Show that for every alternating $m-1$-tensor on $\mathbb R^m$ there exists a unique $v \in \mathbb R^m$ such that for every linear function from $\mathbb R^m$ into $\mathbb R$ and for every $v_1, \dots, v_m \in \mathbb R^m$, $(\omega \wedge f)(v_1, \dots, v_m)=f(v)\det(v_1, \dots, v_m)$.
I have reduced the problem to the following:
Show that for every alternating $m-1$-tensor on $\mathbb R^m$ there exists a unique $v \in \mathbb R^m$ such that for every linear function from $\mathbb R^m$ into $\mathbb R$ , $(\omega \wedge f)(e_1, \dots, e_m)=f(v)$.

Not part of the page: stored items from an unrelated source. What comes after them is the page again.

PR #6958, opened 2016-06-28
Minor improvements on prio and status in reqmgr2

### LINKED ISSUE #6956: ReqMgr2: status update via  web UI is broken
It returns a status Ok, however no changes were made to the request itself. The reason seems to be coming from the fact that you always _update_ the request priority as well, this is what is sent downstream from web interactions:
`{"RequestStatus":"aborted","RequestPriority":"250000"}`

which then does not end in an statusUpdate in Request.py, e.g.
https://github.com/dmwm/WMCore/blob/master/src/python/WMCore/ReqMgr/Service/Request.py#L508

I'm still checking on how to fix it.

amaltaro:
Was meant to fix #6956, but in the end I don't think changing the status and the priority is a valid use case (besides when a request is created and assigned).

Anyways, fix the RequestPriority type and handleAssignment method to be called only when a request is being assigned.

Needs to be tested. @ericvaandering @vkuznet feel free to review :)

### DIFF
--- a/src/python/WMCore/ReqMgr/Utils/Validation.py
+++ b/src/python/WMCore/ReqMgr/Utils/Validation.py
@@ -72,17 +72,14 @@ def validate_request_update_args(request_args, config, reqmgr_db_service, param)
     
     TODO: rasie right kind of error with clear message 
     """
-
-    request_name = request_args["RequestName"]
-    # this need to be deleted for validation
-    del request_args["RequestName"]
+    # this needs to be deleted for validation
+    request_name = request_args.pop("RequestName")
     couchurl =  '%s/%s' % (config.couch_host, config.couch_reqmgr_db)
     workload = WMWorkloadHelper()
-    # param structure is RESTArgs structure.
     workload.loadSpecFromCouch(couchurl, request_name)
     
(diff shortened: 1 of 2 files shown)


src/python/WMCore/ReqMgr/Utils/Validation.py
```diff
@@ -72,17 +72,14 @@ def validate_request_update_args(request_args, config, reqmgr_db_service, param)
     
     TODO: rasie right kind of error with clear message 
     """
-
-    request_name = request_args["RequestName"]
-    # this need to be deleted for validation
-    del request_args["RequestName"]
+    # this needs to be deleted for validation
+    request_name = request_args.pop("RequestName")
```
vkuznet: The pop method will throw exception if key does not exists, therefore it's better to be safe and but try/except KeyError around it. But try/except is costly, and it's better just to get request name and then delete it.

amaltaro: I didn't worry because we were directly accessing that key before, an exception would have happened way before.
Anyways, this validate func always receive a RequestName key/value.

amaltaro:
Good in my VM

PR #6959, opened 2016-06-29
Fix issue 6956

vkuznet:


amaltaro:
I was about to report that it was not working, but I just noticed the doc.tmpl patch didn't apply.
It was applied and things are working, thanks!

amaltaro:
Works well in my VM

PR #6965, opened 2016-07-06
add BPHSkim to StdBase

hufnagel:


src/python/WMCore/WMSpec/StdSpecs/StdBase.py
```diff
@@ -138,7 +138,8 @@ def determineOutputModules(self, scenarioFunc=None, scenarioArgs=None,
                                       'SingleTrack': 'AOD',
                                       'MinBias': 'AOD',
                                       'OniaUPC': 'RAW-RECO',
-                                      'HighMET': 'RECO'
+                                      'HighMET': 'RECO',
+                                      'BPHSkim': 'USER'
                                      }
                     dataTier = skimToDataTier.get(physicsSkim, 'USER')
```
ericvaandering: Why isn't this line sufficient for what you are doing in line 142? Also, a little trick, if you add a comma to the end of line 142 it does not impact the python but if you then need to add another skim later, you don't need to "delete" a line.

ericvaandering:
@amaltaro this 1L change you made is going to "fail" every single futurize check on every PR from now on. Why not use the actual type instead of type(1L)?

src/python/WMCore/WMSpec/StdSpecs/StdBase.py
hufnagel: Trick works but looks a little ugly IMO. Plus do we really care if a patch changes one or two lines ?

Same sentiment for the default to tier USER. In principle correct, but I still like to keep a list of all know physics skims in one place. Also, most physics skims don't have data tier USER and I don't want to get into the habit of "we can just add the new physics skim to the config without adding it to the code". That default is to catch mistakes, not as something intentionally used.

ericvaandering: I disagree about the style, but as you wish. 

Agree on the BPHSkim part.

PR #6968, opened 2016-07-06
Fix hiding split window

vkuznet:


amaltaro:
Thanks, Valentin. It seems that was the issue.

amaltaro:
Ok, merging to get it into testbed tomorrow.

PR #6572, opened 2016-02-10
initial patch for abort and force-complete handling

ticoann:
Need to add WQ element manipulation which distinguishes aborted from force complete work

PR #6970, opened 2016-07-08
Complete/kill everything for an aborted workflow

amaltaro:
Well, I noticed only a minute ago that there is a patch being discussed already for this case, @ticoann made #6572 ... :(

I didn't notice killWorkflow() was called for both 'aborted' and 'force-complete' workflows. It would be easier to just kill/complete everything for workflows having this state transition, as well as less error prone. However, I do agree that it may be useful to have `cleanup` and `logcollect` jobs running for `force-completed` workflows, though I don't know whether people would really care if they lose some of these remaining jobs...

@ericvaandering @ticoann what do you guys think?


amaltaro:
Since Seangchan decoupled workflow completion from these utilitarian jobs, cleanup and logcollect became less annoying, though there may be requests staying in the system if sites go out of Normal and jobs need to run there.

amaltaro:
I think this PR is no longer relevant, so closing it.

I have accomplished this, but my proof was very ugly (I calculated the left side using the definition of the wedge product, using the Alt function). I'd like to know if there is a better way to accomplish it.
Edit:
It's very simple to prove this result if there is an easy way to prove that $(\phi_1\wedge\dots\wedge \phi_{k-1}\wedge \phi_{k+1}\wedge \dots \wedge\phi_m\wedge f)(e_1, \dots, e_m)=f(e_k)$, where the $\phi_i(e_j)=\delta_{ij}$. Is there an elegant way to show this?
Uniqueness of $v$ (if it exists) is easy, so the function $$v \mapsto [(v_1,...,v_m,f) \mapsto f(v) \mathrm{det}(v_1,...,v_m)]$$ is injective. You need to show that the space of functions of this form on $(\mathbb{R}^m)^m \times (\mathbb{R}^m)^*$ (alternating on the $m$ vectors and linear in the functional) is also $m$-dimensional.